Page 1 of 1

remove duplicate records by considering date and timestamp

PostPosted: Mon Jun 20, 2016 6:49 pm
by Namrata_Singri
Hi

I have 1 file which consist of duplicate records like

Feild1   feild2    date(yyyymmdd)         timestamp(hhmmss)
123       ABC      20160620                         083938
123       ABC      20160620                         053623
145       LMN      20160619                        123456
145       LMN      20160620                        116712
178       PQR      20160620                        051122
178       PQR      20160620                        051122


i need to remove duplicate records and write into another file but based on feild1+date+timestamp combination. As shown above, it should consider the latest record.
i.e., the output file must be

Feild1   feild2    date(yyyymmdd)         timestamp(hhmmss)
123       ABC      20160620                         083938
145       LMN      20160620                        116712
178       PQR      20160620                        051122


it should write only one record in output file if the date and timestamp is same in input file like record3

(178       PQR      20160620    051122).


Coded

Re: remove duplicate records by considering date and timest

PostPosted: Mon Jun 20, 2016 8:09 pm
by Namrata_Singri
can you please give me the solution using sortcard

Re: remove duplicate records by considering date and timest

PostPosted: Mon Jun 20, 2016 9:07 pm
by Akatsukami
Please remember to use the Code tags when posting anything where alignment may be critical.

Additionally, you should post your questions in a forum relevant to the desired answer. JCL is, of course, unable to do what you have asked. I have moved your query to the DFSORT forum; if your shop uses a different sort product, let me know and I will move the query to the relevant forum.

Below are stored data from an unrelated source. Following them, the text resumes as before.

PR #249, opened 2019-01-21
Introduce epoch transition system.

nc6:
Would be good to validate the order that the updates are applied in in particular!

### DIFF
--- a/specs/chain/latex/blockchain-spec.tex
+++ b/specs/chain/latex/blockchain-spec.tex
@@ -55,6 +55,7 @@
 \newcommand{\var}[1]{\mathit{#1}}
 \newcommand{\fun}[1]{\mathsf{#1}}
 \newcommand{\type}[1]{\mathsf{#1}}
+\newcommand{\pp}[1]{\mathsf{#1}}
 \newcommand{\size}[1]{\left| #1 \right|}
 \newcommand{\trans}[2]{\xlongrightarrow[\textsc{#1}]{#2}}
 \newcommand{\seqof}[1]{#1^{*}}
@@ -237,6 +238,12 @@ There are several standard sets used in the document:
 
 \newcommand{\Epoch}{\type{Epoch}}
 
+\newcommand{\ETState}{\type{ETState}}
+\newcommand{\ETEnv}{\type{ETEnv}}
+
+% Imported definitions
+\newcommand{\UPIState}{\type{UPIState}}
+
 This section should cover:
 \begin{itemize}
 \item How we determine the end of an epoch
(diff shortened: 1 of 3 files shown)


specs/chain/latex/blockchain-spec.tex
```diff
@@ -245,7 +252,148 @@ \section{Epoch transitions}
 
 The epoch transition rules should compute whether a given slot is at the end of
 an epoch
+\begin{figure}[ht]
+  \emph{Protocol parameters}
+  \begin{equation*}
+    \begin{array}{r@{~\partialf~}l!{~\in~\ProtParams~}r}
+    \pp{slotsPerEpoch} & \mathbb{N} & \text{Number of slots per epoch} \\
```
dnadales: I guess this is a "new" protocol parameter. We'd have to see how to reconcile this with the current block structure. It seems that [a block contains a `SlotId`](https://github.com/input-output-hk/cardano-sl/blob/develop/docs/block-processing/types.md#main-block-header), and this `SlotId` is defined to be an epoch, plus a "local slot" (or relative slot):

```haskell
-- file: cardano-sl/core/src/Pos/Core/Slotting/SlotId.hs

-- | Slot is identified by index of epoch and index of slot in
-- this epoch. This is a global index, an index to a global
-- slot position.
data SlotId = SlotId
    { siEpoch :: !EpochIndex
    , siSlot  :: !LocalSlotIndex
    } deriving (Show, Eq, Ord, Generic, Typeable)

```

So maybe we don't need this parameter, since it seems we have the epoch information in a block.

On the other hand, it seems we would need to calculate the slot from the epoch and the current slot, so this might mean adding an extra state variable.

dnadales:
I've made some comments [here](https://drive.google.com/file/d/1AaMtO2ieg8k4FfqHGSCncLAw1UXLJBIB/view?usp=sharing).

I think we need to check which information comes in the block, since we might not need to calculate the current epoch (but if we only have the relative slot we need to calculate the absolute slot from this).

specs/chain/latex/blockchain-spec.tex
nc6: I've been basing this on the assumption that our "new" slot structure will contain only the absolute slot, rather than a slot/epoch pair. So I'm assuming that in such a case we would drop the epoch information directly in a block. But it's a fair point that in the current system this seems the wrong way around.

I think it would be good to discuss the approach we take with regards to this and the Shelley spec.

Also this raises another point - I'm using the slot from the environment, but this is completely wrong! This is the "slot at this point in time", not "slot in the block"! So this just needs to be used to check that we're not issuing something for a future slot.

dnadales (approved):
LGTM.

PR #252, opened 2019-01-22
[#185] Rename some update mechanism types

ruhatch:
This renames some of the main types in the update mechanism:
- `BlockVersion` -> `ProtocolVersion`
- `BlockVersionData` -> `ProtocolParameters`
- `BlockVersionModifier` -> `ProtocolParameterUpdate`
- `BlockVersionState` -> `ProtocolVersionState` (this one might change later)


src/Cardano/Chain/Block/ExtraHeaderData.hs
```diff
@@ -21,15 +21,15 @@ import qualified Formatting.Buildable as B
...
 import Cardano.Chain.Update.SoftwareVersion
   (SoftwareVersion, SoftwareVersionError, checkSoftwareVersion)
 import Cardano.Crypto (Hash)
 
 
 -- | Represents block header extra data
 data ExtraHeaderData = ExtraHeaderData
-  { ehdBlockVersion    :: !BlockVersion
+  { ehdProtocolVersion :: !ProtocolVersion
   -- ^ Version of block
```
dnadales: Do we need to adapt the comment as well?

src/Cardano/Chain/Genesis/Generate.hs
```diff
@@ -214,14 +214,14 @@ generateGenesisData startTime genesisSpec = do
...
     genesisData = GenesisData
-      { gdBootStakeholders = bootStakeholders
-      , gdHeavyDelegation  = genesisDlg
-      , gdStartTime        = startTime
-      , gdNonAvvmBalances  = nonAvvmDistr
-      , gdBlockVersionData = gsBlockVersionData genesisSpec
-      , gdK                = gsK genesisSpec
-      , gdProtocolMagic    = pm
-      , gdAvvmDistr        = fakeAvvmDistr <> realAvvmMultiplied
+      { gdBootStakeholders   = bootStakeholders
```
dnadales, line 217: Here's an example in which aligning is a bit annoying for reviewing purposes. Actually nothing is changed here besides the space. Just a side note. Sorry for the noise.

dnadales (approved):
:+1:

src/Cardano/Chain/Genesis/Generate.hs
ruhatch: No worries, I believe if you review with no whitespace changes you won't see these lines. That way we get nice alignment for readers and a good time for reviewers. I think you can set no whitespace as a default as well somehow.

Issue #259, opened 2019-01-23
Switch to new notation for assignment/equality


nc6:
Per the results of [this poll](https://input-output-rnd.slack.com/archives/CCZSDE005/p1548167327100200) we should switch to using `:=` for assignment (let-binding) in rules, and `=` for equality testing.

The following can be used to get a nicely-formatted `:=` in LaTeX

```
\newcommand{\leteq}{\ensuremath{\mathrel{\mathop:}=}}
```

nc6:
Addressed in the chain spec

dnadales:
Moved to: https://github.com/input-output-hk/fm-ledger-rules/issues/296

PR #260, opened 2019-01-23
Switch to using new let-binding syntax.

nc6:
Addresses #259 for the chain spec. Also makes a couple of tidy-up changes along
the way.

### DIFF
--- a/specs/chain/latex/blockchain-spec.tex
+++ b/specs/chain/latex/blockchain-spec.tex
@@ -62,6 +62,8 @@
 \newcommand{\nextdef}{\\[1em]}
 \newcommand{\serialised}[1]{\llbracket \var{#1} \rrbracket}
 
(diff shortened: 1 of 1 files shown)


specs/chain/latex/blockchain-spec.tex
```diff
@@ -725,8 +726,7 @@ \section{Blockchain Extension}
   %
   \begin{equation*}
   \begin{array}{r@{~\in~}lr}
-    \var{data} & \Data    & \text{data}\\
-    \var{ds} & \DelegState & \text{ledger layer delegation state}
```
nc6, line 729: This is from the ledger spec. Other imported definitions are left undefined, so removing this for consistency

dnadales (approved):
So long overloaded `=` operator :cry:

Issue #258, opened 2019-01-23
Group the premises of the chain rules into header transition and body transitions


dnadales:
The current rule for chain extension is getting large:

![image](https://user-images.githubusercontent.com/175315/51602961-a631ed00-1f08-11e9-80f1-e44499253673.png)

And the consensus layer will need to use a header transition to validate just the header.

In view of the above considerations, we should define two transitions, say `BHEAD` and `BBODY`, and group the `CHAIN` transition premises into the former two.

PR #261, opened 2019-01-24
Factor out BHEAD and BBODY rules

nc6:
Addresses #258 

This commit splits the block header and body processing into separate rules.

### DIFF
--- a/specs/chain/latex/blockchain-spec.tex
+++ b/specs/chain/latex/blockchain-spec.tex
@@ -495,8 +495,6 @@ $1/5 \leq t \leq 1/4$.
 
 \newcommand{\bheadname}{bHead}
 \newcommand{\bhead}[1]{\fun{\bheadname}\ #1}
-\newcommand{\bbodyname}{bBody}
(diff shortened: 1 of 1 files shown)


specs/chain/latex/blockchain-spec.tex
```diff
@@ -824,120 +929,102 @@ \section{Blockchain Extension}
...
+\end{equation*}
+\vspace{20pt}
+\begin{equation*}
   \inference
   {
     \neg\isebb{b} \\
     \fun{dms} ~ \var{ds} \vdash
     {\left(
         \begin{array}{l}
-          \sepoch{s_{last}} \\
```
dnadales, line 838: We have one environment too many now

image

dnadales (approved):
LGTM modulo the extra environment. 

Thanks Nick!

specs/chain/latex/blockchain-spec.tex
nc6: Whoops...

Re: remove duplicate records by considering date and timest

PostPosted: Mon Jun 20, 2016 10:07 pm
by ottoelflaco
I m not sure if I understand you. You need two output?:
- Output1: latest record without duplicated
- Output2: duplicated with the same date+time


If it is like I have understood, maybe this work:

//SORT10B  EXEC PGM=SORT          
//SORTIN   DD *                                          
123       ABC      20160620                        083938
123       ABC      20160620                        053623
145       LMN      20160619                        123456
145       LMN      20160620                        116712
178       PQR      20160620                        051122
178       PQR      20160620                        051122
//SORTOUT  DD DSN=dataset1          
//SORTXSUM DD DSN=dataset2                                  
  SORT FIELDS=(1,3,CH,A,11,3,CH,A,20,8,CH,D,52,6,CH,D)  
  SUM FIELDS=NONE,XSUM                                  
//SORT10B  EXEC PGM=SORT
//SORTIN   DD DSN=dataset1
//SORTOUT  DD DSN=dataset3                    
  SORT FIELDS=(1,3,CH,A,11,3,CH,A),EQUALS              
  SUM FIELDS=NONE                                      
 


dataset2:

178       PQR      20160620                        051122
 


dataset3:

123       ABC      20160620                        083938
145       LMN      20160620                        116712
178       PQR      20160620                        051122
 

Re: remove duplicate records by considering date and timest

PostPosted: Tue Jun 21, 2016 12:03 pm
by Namrata_Singri
i dont need 2 output, only 1 output file

Re: remove duplicate records by considering date and timest

PostPosted: Tue Jun 21, 2016 1:04 pm
by Aki88
Hello,

Couple of queries:
a. Which SORT product you have: DFSORT or SYNCSORT; the solution provided by Mr. ottoelflaco is a SYNCSORT solution going by the 'SUM FIELDS=NONE,XSUM' statement and will not work with DFSORT.
b. The time-stamp data start and end-position are not consistent for all records; can you please specify the column numbers where they start; or are your records of variable length?
c. The last line of your post is tad-bit confusing; when you say 'write only one record', do you mean you want only this one record written in output or the other two records with different value in field-1 as well:

Namrata_Singri wrote:it should write only one record in output file if the date and timestamp is same in input file like record3

(178       PQR      20160620    051122).


Coded


d. Do you want the header line preserved in output?
Namrata_Singri wrote:

Feild1   feild2    date(yyyymmdd)         timestamp(hhmmss)
123       ABC      20160620                         083938
123       ABC      20160620                         053623
145       LMN      20160619                        123456
145       LMN      20160620                        116712
178       PQR      20160620                        051122
178       PQR      20160620                        051122


e. Do you want the final output to be sorted or do you want the original order preserved?
f. Lastly, your SORT keys vs your output do not match, for example - if your SORT key is Field-1, date and time-stamp, then both records for field-1 = 123, will be retained, as 'timestamp' is not duplicate there.

If the above queries pertaining to the SORT key are cleared, then this will require a simple SUM FIELDS=NONE; in case this does get a bit complicated, then an ICETOOL with DISCARD operator should give you what is needed.